- _Problem details_: Nothing but a number should be given: how many lines in the listing contain the word "separate".

————————

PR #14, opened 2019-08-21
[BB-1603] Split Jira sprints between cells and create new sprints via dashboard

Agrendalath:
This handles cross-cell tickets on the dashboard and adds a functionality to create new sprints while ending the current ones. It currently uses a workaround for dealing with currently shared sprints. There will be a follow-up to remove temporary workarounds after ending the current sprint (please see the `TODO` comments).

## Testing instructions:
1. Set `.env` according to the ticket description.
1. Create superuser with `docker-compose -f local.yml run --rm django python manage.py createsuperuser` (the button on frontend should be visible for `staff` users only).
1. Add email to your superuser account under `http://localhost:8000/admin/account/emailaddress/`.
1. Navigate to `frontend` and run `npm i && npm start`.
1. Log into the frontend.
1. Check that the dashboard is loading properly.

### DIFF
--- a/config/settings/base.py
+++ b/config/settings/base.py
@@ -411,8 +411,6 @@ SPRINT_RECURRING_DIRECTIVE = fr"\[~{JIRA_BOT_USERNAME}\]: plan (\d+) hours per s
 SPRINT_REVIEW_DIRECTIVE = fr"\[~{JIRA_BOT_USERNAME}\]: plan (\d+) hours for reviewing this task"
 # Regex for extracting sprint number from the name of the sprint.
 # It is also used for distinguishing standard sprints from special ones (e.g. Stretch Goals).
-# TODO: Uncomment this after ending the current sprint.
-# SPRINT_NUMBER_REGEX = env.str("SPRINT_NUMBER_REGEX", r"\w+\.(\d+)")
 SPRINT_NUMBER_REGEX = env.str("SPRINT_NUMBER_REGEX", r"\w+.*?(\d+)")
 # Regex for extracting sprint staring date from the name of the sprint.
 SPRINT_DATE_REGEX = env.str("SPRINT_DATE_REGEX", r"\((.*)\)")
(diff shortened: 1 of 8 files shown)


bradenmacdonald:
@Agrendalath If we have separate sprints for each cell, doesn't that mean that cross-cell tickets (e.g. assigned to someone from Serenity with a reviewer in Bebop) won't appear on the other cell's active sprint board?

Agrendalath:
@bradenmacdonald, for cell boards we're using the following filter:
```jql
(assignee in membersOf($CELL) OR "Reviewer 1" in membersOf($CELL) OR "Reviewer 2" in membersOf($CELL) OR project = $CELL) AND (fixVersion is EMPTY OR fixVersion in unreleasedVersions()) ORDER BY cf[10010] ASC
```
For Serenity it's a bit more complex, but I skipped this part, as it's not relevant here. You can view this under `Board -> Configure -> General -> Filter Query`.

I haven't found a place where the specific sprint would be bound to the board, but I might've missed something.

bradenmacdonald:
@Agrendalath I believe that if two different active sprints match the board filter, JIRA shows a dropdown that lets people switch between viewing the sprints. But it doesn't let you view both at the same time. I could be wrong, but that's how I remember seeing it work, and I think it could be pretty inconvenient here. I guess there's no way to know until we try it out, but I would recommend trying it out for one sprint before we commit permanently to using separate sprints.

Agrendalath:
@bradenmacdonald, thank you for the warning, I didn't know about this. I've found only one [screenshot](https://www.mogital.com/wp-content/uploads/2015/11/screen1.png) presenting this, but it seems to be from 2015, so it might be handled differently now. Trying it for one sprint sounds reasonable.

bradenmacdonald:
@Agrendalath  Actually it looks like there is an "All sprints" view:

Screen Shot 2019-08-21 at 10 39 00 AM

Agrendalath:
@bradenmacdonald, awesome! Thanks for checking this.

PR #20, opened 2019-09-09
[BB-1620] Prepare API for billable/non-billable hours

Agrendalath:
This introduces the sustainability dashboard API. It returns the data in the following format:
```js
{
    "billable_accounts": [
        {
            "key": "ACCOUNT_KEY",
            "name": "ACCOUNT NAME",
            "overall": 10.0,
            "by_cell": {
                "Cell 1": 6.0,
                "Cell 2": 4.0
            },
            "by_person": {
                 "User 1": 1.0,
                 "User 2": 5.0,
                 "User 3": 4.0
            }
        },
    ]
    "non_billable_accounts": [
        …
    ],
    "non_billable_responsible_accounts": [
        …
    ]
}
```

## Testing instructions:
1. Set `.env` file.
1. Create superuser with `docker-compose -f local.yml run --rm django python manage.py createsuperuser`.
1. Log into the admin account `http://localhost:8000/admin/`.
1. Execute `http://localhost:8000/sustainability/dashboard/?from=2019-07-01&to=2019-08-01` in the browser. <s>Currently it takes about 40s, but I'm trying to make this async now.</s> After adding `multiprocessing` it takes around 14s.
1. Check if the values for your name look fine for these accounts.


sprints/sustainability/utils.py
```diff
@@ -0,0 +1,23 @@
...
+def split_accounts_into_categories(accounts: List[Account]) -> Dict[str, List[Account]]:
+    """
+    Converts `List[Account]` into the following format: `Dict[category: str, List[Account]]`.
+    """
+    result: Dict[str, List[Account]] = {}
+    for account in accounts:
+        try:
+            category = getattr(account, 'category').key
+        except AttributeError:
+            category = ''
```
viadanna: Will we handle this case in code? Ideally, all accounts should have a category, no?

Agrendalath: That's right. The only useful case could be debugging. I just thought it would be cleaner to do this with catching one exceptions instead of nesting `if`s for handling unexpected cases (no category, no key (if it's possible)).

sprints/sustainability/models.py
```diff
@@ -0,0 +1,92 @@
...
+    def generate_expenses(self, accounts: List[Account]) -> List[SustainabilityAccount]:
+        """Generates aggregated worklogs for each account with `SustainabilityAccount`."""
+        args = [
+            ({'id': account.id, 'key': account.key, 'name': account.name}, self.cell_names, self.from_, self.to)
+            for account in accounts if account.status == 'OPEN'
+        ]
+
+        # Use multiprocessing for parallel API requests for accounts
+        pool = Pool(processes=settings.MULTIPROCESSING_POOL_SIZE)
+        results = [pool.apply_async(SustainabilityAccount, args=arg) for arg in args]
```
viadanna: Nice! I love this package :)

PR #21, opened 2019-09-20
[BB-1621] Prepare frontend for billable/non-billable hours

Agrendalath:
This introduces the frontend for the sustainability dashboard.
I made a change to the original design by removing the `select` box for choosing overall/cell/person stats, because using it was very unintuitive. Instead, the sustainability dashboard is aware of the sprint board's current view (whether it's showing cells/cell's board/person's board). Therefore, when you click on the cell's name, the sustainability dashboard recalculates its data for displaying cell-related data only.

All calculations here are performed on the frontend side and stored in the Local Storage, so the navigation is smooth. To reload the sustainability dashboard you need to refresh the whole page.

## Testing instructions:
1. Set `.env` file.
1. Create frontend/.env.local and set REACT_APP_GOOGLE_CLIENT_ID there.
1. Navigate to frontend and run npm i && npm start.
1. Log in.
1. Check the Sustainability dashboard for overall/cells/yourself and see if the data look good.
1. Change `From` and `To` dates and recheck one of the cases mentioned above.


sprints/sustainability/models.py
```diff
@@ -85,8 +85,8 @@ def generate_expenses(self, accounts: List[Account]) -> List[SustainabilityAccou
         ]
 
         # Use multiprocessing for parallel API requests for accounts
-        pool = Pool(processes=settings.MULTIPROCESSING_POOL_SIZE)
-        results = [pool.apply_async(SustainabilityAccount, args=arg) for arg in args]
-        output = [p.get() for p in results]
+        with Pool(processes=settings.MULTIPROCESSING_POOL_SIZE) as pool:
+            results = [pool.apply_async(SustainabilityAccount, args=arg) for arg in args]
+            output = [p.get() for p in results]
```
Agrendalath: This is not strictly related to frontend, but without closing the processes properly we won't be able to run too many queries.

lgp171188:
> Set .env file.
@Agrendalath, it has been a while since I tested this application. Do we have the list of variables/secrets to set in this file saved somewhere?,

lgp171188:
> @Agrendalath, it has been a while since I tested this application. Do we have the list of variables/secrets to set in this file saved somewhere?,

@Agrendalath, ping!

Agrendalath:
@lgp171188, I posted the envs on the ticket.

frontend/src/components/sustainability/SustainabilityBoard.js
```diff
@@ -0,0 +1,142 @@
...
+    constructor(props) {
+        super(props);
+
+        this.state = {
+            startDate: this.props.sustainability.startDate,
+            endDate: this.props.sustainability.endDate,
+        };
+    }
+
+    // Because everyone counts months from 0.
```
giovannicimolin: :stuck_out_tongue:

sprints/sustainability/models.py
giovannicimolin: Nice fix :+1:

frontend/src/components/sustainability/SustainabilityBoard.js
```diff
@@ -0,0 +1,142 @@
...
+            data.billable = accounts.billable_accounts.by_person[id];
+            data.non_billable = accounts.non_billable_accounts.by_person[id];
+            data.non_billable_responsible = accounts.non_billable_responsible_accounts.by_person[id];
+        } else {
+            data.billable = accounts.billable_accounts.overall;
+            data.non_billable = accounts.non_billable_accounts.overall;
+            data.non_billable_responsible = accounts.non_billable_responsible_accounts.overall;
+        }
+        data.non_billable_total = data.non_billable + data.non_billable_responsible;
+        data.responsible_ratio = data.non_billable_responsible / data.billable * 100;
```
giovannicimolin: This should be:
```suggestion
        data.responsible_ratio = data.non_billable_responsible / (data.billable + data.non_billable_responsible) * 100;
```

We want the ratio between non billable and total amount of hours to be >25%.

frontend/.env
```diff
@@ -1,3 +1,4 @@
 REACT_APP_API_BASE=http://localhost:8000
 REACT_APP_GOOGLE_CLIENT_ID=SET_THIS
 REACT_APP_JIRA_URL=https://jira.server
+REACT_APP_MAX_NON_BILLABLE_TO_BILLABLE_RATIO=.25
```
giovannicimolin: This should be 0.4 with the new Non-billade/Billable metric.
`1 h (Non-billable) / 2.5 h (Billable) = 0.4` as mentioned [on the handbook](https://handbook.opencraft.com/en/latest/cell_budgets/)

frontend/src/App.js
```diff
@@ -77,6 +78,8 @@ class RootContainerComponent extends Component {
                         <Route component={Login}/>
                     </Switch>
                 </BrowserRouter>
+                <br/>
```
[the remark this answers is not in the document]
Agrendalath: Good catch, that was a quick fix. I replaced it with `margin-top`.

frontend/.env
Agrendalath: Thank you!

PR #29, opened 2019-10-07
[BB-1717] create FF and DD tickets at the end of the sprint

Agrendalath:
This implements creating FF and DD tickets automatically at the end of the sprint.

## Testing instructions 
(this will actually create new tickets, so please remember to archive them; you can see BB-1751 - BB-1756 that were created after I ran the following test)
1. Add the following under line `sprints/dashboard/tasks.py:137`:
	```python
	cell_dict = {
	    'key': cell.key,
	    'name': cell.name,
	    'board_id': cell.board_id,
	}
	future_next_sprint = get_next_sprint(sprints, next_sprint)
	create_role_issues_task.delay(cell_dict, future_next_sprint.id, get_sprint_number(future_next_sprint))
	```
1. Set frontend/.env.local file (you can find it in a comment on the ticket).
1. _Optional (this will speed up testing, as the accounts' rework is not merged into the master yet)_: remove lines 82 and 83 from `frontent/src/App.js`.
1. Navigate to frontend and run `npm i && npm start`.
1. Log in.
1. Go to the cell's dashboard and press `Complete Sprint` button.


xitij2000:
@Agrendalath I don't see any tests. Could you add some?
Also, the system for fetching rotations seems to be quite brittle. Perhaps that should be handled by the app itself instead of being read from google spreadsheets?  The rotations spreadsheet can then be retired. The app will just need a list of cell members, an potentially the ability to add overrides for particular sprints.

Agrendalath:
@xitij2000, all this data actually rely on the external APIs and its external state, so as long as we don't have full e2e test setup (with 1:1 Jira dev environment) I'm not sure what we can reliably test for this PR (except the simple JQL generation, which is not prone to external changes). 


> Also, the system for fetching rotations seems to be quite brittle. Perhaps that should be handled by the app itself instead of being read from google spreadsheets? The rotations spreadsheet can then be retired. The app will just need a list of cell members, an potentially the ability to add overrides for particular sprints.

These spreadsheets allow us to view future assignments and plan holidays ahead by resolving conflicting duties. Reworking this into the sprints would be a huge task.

————————

- _Exercise answer_: 2